Toutefois, la notion même de holding animatrice, parce qu’elle implique une assimilation aux sociétés d’exploitation « traditionnelles » doit être appréciée différemment pour l’application du régime de la TVA.

I / Animation et TVA

Sur le plan de la TVA, la notion d’animation, ou de non animation, n’est pas, à proprement parler, un critère de l’application de ce régime fiscal. L’animation est ici un constat résultant d’éléments divers et parfois communs, mais n’est pas une condition. Généralement, la holding soumise à la TVA pourra également être animatrice pour l’application de certains régimes fiscaux, mais ce n’est pas un fait acquis, et en tout état de cause ce n’est pas l’animation qui implique l’application du régime de la TVA.

D’ailleurs, considérer que, parce qu’une holding est passive (non animatrice), elle n’est de ce fait pas soumise à la TVA, est un raccourcis qui pourrait réserver quelques surprises… En effet, une holding pourrait par exemple facturer des prestations à ses filiales, sans pour autant être considérée comme une holding animatrice de groupe pour l’application d’autres régimes fiscaux, car ne répondant pas aux nombreux critères généralement admis (voir notre article : Animation des holdings et pacte DUTREIL), et notamment la participation active à la conduite de la politique du groupe et au contrôle des filiales.

En revanche, doit être mis en avant le critère « d’activité économique ». Au sens de la TVA, c’est l’existence d’une activité économique qui permet de considérer, entre autres choses, que la holding sera assujettie à la TVA. Cette activité économique doit exister entre la société holding et ses filiales.

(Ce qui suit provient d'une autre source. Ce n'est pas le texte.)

Issue #4205, opened 2025-12-09
Unable to properly serialize/deserialize null values with JackJsonSerializer/Deserializer in Kotlin


trondgzi:
**In what version(s) of Spring for Apache Kafka are you seeing this issue?**

4.0.0

**Describe the bug**

When trying to serialize a `null` value with Kotlin a runtime error occurs as the serializer can't return a `null` value, and while trying to deserialize a `null` value the code won't compile.

I will provide a pull request with failing tests and a fix

PR #4206, opened 2025-12-09
GH-4205: Allow serializing/deserializing null values in Kotlin

trondgzi:
Fixes GH-4205 (https://github.com/spring-projects/spring-kafka/issues/4205)

- Replaced byte[] with byte @Nullable [] to be able to return and receive null values

### DIFF
--- a/spring-kafka/src/test/kotlin/org/springframework/kafka/support/serializer/JacksonJsonDeserializerTests.kt
+++ b/spring-kafka/src/test/kotlin/org/springframework/kafka/support/serializer/JacksonJsonDeserializerTests.kt
@@ -1,0 +1,49 @@
+/*
+ * Copyright 2016-present the original author or authors.
+ *
+ * Licensed under the Apache License, Version 2.0 (the "License");
+ * you may not use this file except in compliance with the License.
+ * You may obtain a copy of the License at
+ *
+ *      https://www.apache.org/licenses/LICENSE-2.0
+ *
+ * Unless required by applicable law or agreed to in writing, software
+ * distributed under the License is distributed on an "AS IS" BASIS,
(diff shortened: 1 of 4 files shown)


spring-kafka/src/test/kotlin/org/springframework/kafka/support/serializer/JacksonJsonDeserializerTests.kt
```diff
@@ -0,0 +1,29 @@
...
+
+    @Test
+    fun `Expect deserializing a null value to work`() {
+        val deserializedData = deserializer.deserialize("topic", null)
+        assertNull(deserializedData)
+    }
+
+    private data class DeserializedData(val value: String)
+
+}
```
artembilan: New line in the end of file, please.
`@since 4.0.1`.
Your name to the `@author` list of all the affected classes.
Copy a Copyright from other similar Kotlin classes.

spring-kafka/src/test/kotlin/org/springframework/kafka/support/serializer/JacksonJsonDeserializerTests.kt
```diff
@@ -0,0 +1,29 @@
...
+        val dataToDeserialize = """{"value":"test-data"}""".toByteArray(UTF_8)
+        val deserializedData = deserializer.deserialize("topic", dataToDeserialize)
+
+        assertEquals(DeserializedData("test-data"), deserializedData)
+    }
+
+    @Test
+    fun `Expect deserializing a null value to work`() {
+        val deserializedData = deserializer.deserialize("topic", null)
+        assertNull(deserializedData)
```
artembilan: We prefer to use AssertJ instead of JUnit native API.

NB : la perception de dividendes n’est pas une opération entrant dans le champ d’application de la TVA. L’activité économique devra donc se baser sur d’autres transferts de richesses intra-groupe.

L’arrêt CJUE 12/01/2017 n°28/16 permet d’illustrer ces propos :

La simple acquisition et la simple détention de parts sociales ne doivent pas être considérées comme des activités économiques au sens de la directive 2006/112, conférant à leur auteur la qualité d’assujetti. En effet, la simple prise de participations financières dans d’autres entreprises ne constitue pas une exploitation d’un bien visant à produire des recettes ayant un caractère de permanence parce que l’éventuel dividende, fruit de cette participation, résulte de la simple propriété du bien.

Il en va différemment lorsque la participation est accompagnée d’une immixtion directe ou indirecte dans la gestion des sociétés où s’est opérée la prise de participations, sans préjudice des droits que détient l’auteur des participations en sa qualité d’actionnaire ou d’associé.

À cet égard, il ressort d’une jurisprudence constante de la Cour que l’immixtion d’une société holding dans la gestion des sociétés dans lesquelles elle a pris des participations constitue une activité économique, au sens de l’article 9, paragraphe 1, de la directive 2006/112, dans la mesure où elle implique la mise en œuvre de transactions soumises à la TVA en vertu de l’article 2 de cette directive, telle que la fourniture de services administratifs, financiers, commerciaux et techniques par la société holding à ses filiales.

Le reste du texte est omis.